Pick out all lines in the listing holding the string "class" and copy them.
§
PR #2651, opened 2017-05-03
unify two methods for checking readable files and let multiple files be passed. Closes #2145.

### LINKED ISSUE #2145: Allow Utils.regularReadableUserFile to take multiple files.

davidbenjamin:
@samuelklee This fixes another of your issues.

### DIFF
--- a/src/main/java/org/broadinstitute/hellbender/utils/Utils.java
+++ b/src/main/java/org/broadinstitute/hellbender/utils/Utils.java
@@ -704,27 +704,6 @@ public final class Utils {
 
 
     /**
-     * Checks that one or more user provided files are in fact regular (i.e. not a directory or a special device) readable files.
-     *
-     * @param files the input files to test.
-     * @throws IllegalArgumentException if any input file {@code file} is {@code null} or {@code files} is {@code null}.
-     * @throws UserException if any {@code file} is not a regular file or it cannot be read.
-     */
-    public static void canRead(final File... files) {
-        nonNull(files, "Unexpected null input.");
-        for (final File file : files) {
-            nonNull(file, "Unexpected null file reference.");
-            if (!file.exists()) {
-                throw new UserException.CouldNotReadInputFile(file, "The input file does not exist.");
-            } else if (!file.isFile()) {
-                throw new UserException.CouldNotReadInputFile(file.getAbsolutePath(), "The input file is not a regular file");
-            } else if (!file.canRead()) {
-                throw new UserException.CouldNotReadInputFile(file.getAbsolutePath(), "The input file cannot be read");
-            }
-        }
-    }
-
-    /**
      * Calculates the optimum initial size for a hash table given the maximum number
      * of elements it will need to hold. The optimum size is the smallest size that
      * is guaranteed not to result in any rehash/table-resize operations.
--- a/src/main/java/org/broadinstitute/hellbender/utils/Utils.java
+++ b/src/main/java/org/broadinstitute/hellbender/utils/Utils.java
@@ -711,14 +711,20 @@ public final class Utils {
      * @throws UserException if {@code file} is not a regular file or it cannot be read.
      * @return the same as the input {@code file}.
      */
-    public static File regularReadableUserFile(final File file) {
+    public static void canRead(final File file) {
         nonNull(file, "unexpected null file reference");
-        if (!file.canRead()) {
-            throw new UserException.CouldNotReadInputFile(file.getAbsolutePath(),"the input file does not exist or cannot be read");
+        if ( ! file.exists() ) {
+            throw new UserException.CouldNotReadInputFile(file, "It doesn't exist.");
         } else if (!file.isFile()) {
             throw new UserException.CouldNotReadInputFile(file.getAbsolutePath(),"the input file is not a regular file");
-        } else {
-            return file;
+        } else if (!file.canRead()) {
+            throw new UserException.CouldNotReadInputFile(file.getAbsolutePath(),"the input file does not exist or cannot be read");
+        }
+    }
+
+    public static void canRead(final File... files) {
+        for (final File file : files) {
+            canRead(file);
         }
     }
 
--- a/src/main/java/org/broadinstitute/hellbender/utils/Utils.java
+++ b/src/main/java/org/broadinstitute/hellbender/utils/Utils.java
@@ -704,27 +704,23 @@ public final class Utils {
 
 
     /**
-     * Checks that a user provided file is in fact a regular (i.e. not a directory or a special device) readable file.
+     * Checks that one or more user provided files are in fact regular (i.e. not a directory or a special device) readable files.
      *
-     * @param file the input file to test.
-     * @throws IllegalArgumentException if {@code file} is {@code null} or {@code argName} is {@code null}.
-     * @throws UserException if {@code file} is not a regular file or it cannot be read.
-     * @return the same as the input {@code file}.
+     * @param files the input files to test.
+     * @throws IllegalArgumentException if any input file {@code file} is {@code null} or {@code files} is {@code null}.
+     * @throws UserException if any {@code file} is not a regular file or it cannot be read.
      */
-    public static void canRead(final File file) {
-        nonNull(file, "unexpected null file reference");
-        if ( ! file.exists() ) {
-            throw new UserException.CouldNotReadInputFile(file, "It doesn't exist.");
-        } else if (!file.isFile()) {
-            throw new UserException.CouldNotReadInputFile(file.getAbsolutePath(),"the input file is not a regular file");
-        } else if (!file.canRead()) {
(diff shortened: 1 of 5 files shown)


src/test/java/org/broadinstitute/hellbender/utils/UtilsUnitTest.java
```diff
@@ -428,7 +433,7 @@ public void testUnsuccessfulRegularReadableFileCheck(final File file) {
         if (file == null){
             throw new SkipException("cannot make a file unreadable (maybe you're running as root)");
         }
-        Utils.regularReadableUserFile(file);
+        Utils.canRead(file);
```
samuelklee: Change the name of this test method and the associated data provider.

samuelklee: Note also the use of "RRFCD" in the data provider, which you should change as well (lest it become a mysterious, vestigial acronym).

src/test/java/org/broadinstitute/hellbender/utils/UtilsUnitTest.java
```diff
@@ -405,10 +404,16 @@ public void testCheckForDuplicatesWithoutDuplicates() {
...
+    public void testSuccessfulCanReadFileCheck() {
         final File expectedFile = createTempFile("Utils-RRFC-test",".txt");
-        final File actualFile = Utils.regularReadableUserFile(expectedFile);
-        Assert.assertSame(actualFile, expectedFile);
+        Utils.canRead(expectedFile);
+    }
+
+    @Test
+    public void testSuccessfulCanReadFilesCheck() {
+        final File file1 = createTempFile("Utils-RRFC-test1",".txt");
```
samuelklee: I would change "RRFC" here and in the test above (see comment below).

src/main/java/org/broadinstitute/hellbender/utils/Utils.java
```diff
@@ -711,14 +711,20 @@ public static void validate(final boolean condition, final Supplier<String> msg)
      * @throws UserException if {@code file} is not a regular file or it cannot be read.
      * @return the same as the input {@code file}.
      */
-    public static File regularReadableUserFile(final File file) {
+    public static void canRead(final File file) {
         nonNull(file, "unexpected null file reference");
-        if (!file.canRead()) {
-            throw new UserException.CouldNotReadInputFile(file.getAbsolutePath(),"the input file does not exist or cannot be read");
+        if ( ! file.exists() ) {
```
samuelklee: White space.

src/main/java/org/broadinstitute/hellbender/utils/Utils.java
```diff
@@ -711,14 +711,20 @@ public static void validate(final boolean condition, final Supplier<String> msg)
...
+            throw new UserException.CouldNotReadInputFile(file, "It doesn't exist.");
```
samuelklee: Can you make the exception message analogous to those below (or vice versa)?

src/main/java/org/broadinstitute/hellbender/utils/Utils.java
```diff
@@ -711,14 +711,20 @@ public static void validate(final boolean condition, final Supplier<String> msg)
      * @throws UserException if {@code file} is not a regular file or it cannot be read.
      * @return the same as the input {@code file}.
      */
-    public static File regularReadableUserFile(final File file) {
+    public static void canRead(final File file) {
```
samuelklee: Is there a need for both a single-argument method along with one with varargs?  I'd just put the loop in here.  Be sure to fix up the javadoc accordingly.  Also, might want to add an additional null check in case only a single null argument is passed, as well as define behavior when zero arguments are passed.

samuelklee:
Also, I think this is something that @asmirnov239 originally requested in a PR review long ago!

src/test/java/org/broadinstitute/hellbender/utils/UtilsUnitTest.java
davidbenjamin: done

src/test/java/org/broadinstitute/hellbender/utils/UtilsUnitTest.java
davidbenjamin: done + done

src/main/java/org/broadinstitute/hellbender/utils/Utils.java
davidbenjamin: done

src/main/java/org/broadinstitute/hellbender/utils/Utils.java
davidbenjamin: done

src/main/java/org/broadinstitute/hellbender/utils/Utils.java
davidbenjamin: done

davidbenjamin: when zero arguments are passed nothing happens, which seems fine to me

davidbenjamin:
@samuelklee that's everything.

src/main/java/org/broadinstitute/hellbender/utils/Utils.java
```diff
@@ -704,21 +704,23 @@ public static void validate(final boolean condition, final Supplier<String> msg)
...
      */
-    public static File regularReadableUserFile(final File file) {
-        nonNull(file, "unexpected null file reference");
-        if (!file.canRead()) {
-            throw new UserException.CouldNotReadInputFile(file.getAbsolutePath(),"the input file does not exist or cannot be read");
-        } else if (!file.isFile()) {
-            throw new UserException.CouldNotReadInputFile(file.getAbsolutePath(),"the input file is not a regular file");
-        } else {
-            return file;
+    public static void canRead(final File... files) {
```
droazen: Erm, this method really **should** live in `IOUtils`, in my opinion.

src/main/java/org/broadinstitute/hellbender/utils/Utils.java
```diff
@@ -704,21 +704,23 @@ public static void validate(final boolean condition, final Supplier<String> msg)
...
+        nonNull(files, "Unexpected null input.");
+        for (final File file : files) {
+            nonNull(file, "Unexpected null file reference.");
+            if (!file.exists()) {
+                throw new UserException.CouldNotReadInputFile(file, "The input file does not exist.");
+            } else if (!file.isFile()) {
+                throw new UserException.CouldNotReadInputFile(file.getAbsolutePath(), "The input file is not a regular file");
+            } else if (!file.canRead()) {
+                throw new UserException.CouldNotReadInputFile(file.getAbsolutePath(), "The input file cannot be read");
```
droazen: This error message should mention file permissions.

samuelklee:
Thanks for the changes!  :+1: to @droazen's comments as well.

src/main/java/org/broadinstitute/hellbender/utils/Utils.java
davidbenjamin: done

src/main/java/org/broadinstitute/hellbender/utils/Utils.java
davidbenjamin: done

magicDGS:
Maybe late because it is already merged, but I think that the tests are misplaced now... shouldn't they live in `IOUtilsUnitTest`, @davidbenjamin?

src/main/java/org/broadinstitute/hellbender/utils/io/IOUtils.java
```diff
@@ -589,4 +570,25 @@ public static void assertFileIsReadable(final Path path) {
...
     }
+
+    /**
+     * Checks that one or more user provided files are in fact regular (i.e. not a directory or a special device) readable files.
+     *
+     * @param files the input files to test.
+     * @throws IllegalArgumentException if any input file {@code file} is {@code null} or {@code files} is {@code null}.
+     * @throws UserException if any {@code file} is not a regular file or it cannot be read.
+     */
+    public static void canRead(final File... files) {
```
droazen: Looks like you already hit merge on this branch, but I neglected to mention that the new name for the method is also not ideal. "IOUtils.canRead(directory)" will fail on a readable directory, since a directory is not a regular file, but the method name implies that it should pass.

Also, as @magicDGS points out, the tests are now misplaced. I recommend that you do a second PR to fix these issues @davidbenjamin

davidbenjamin: @droazen Sorry about that. I thought you were just chiming in rather than volunteering as an official reviewer.  Should I restore the old method name that Louis objected to?

droazen: I think `IOUtils.fileIsReadable()` is fine and not too verbose (slightly less verbose than the name Louis objected to). `canRead()` is just confusing, since the method tests file vs. non-file in addition to readability.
§
#### Result of this task:
@@ -704,27 +704,6 @@ public final class Utils {
@@ -711,14 +711,20 @@ public final class Utils {
@@ -704,27 +704,23 @@ public final class Utils {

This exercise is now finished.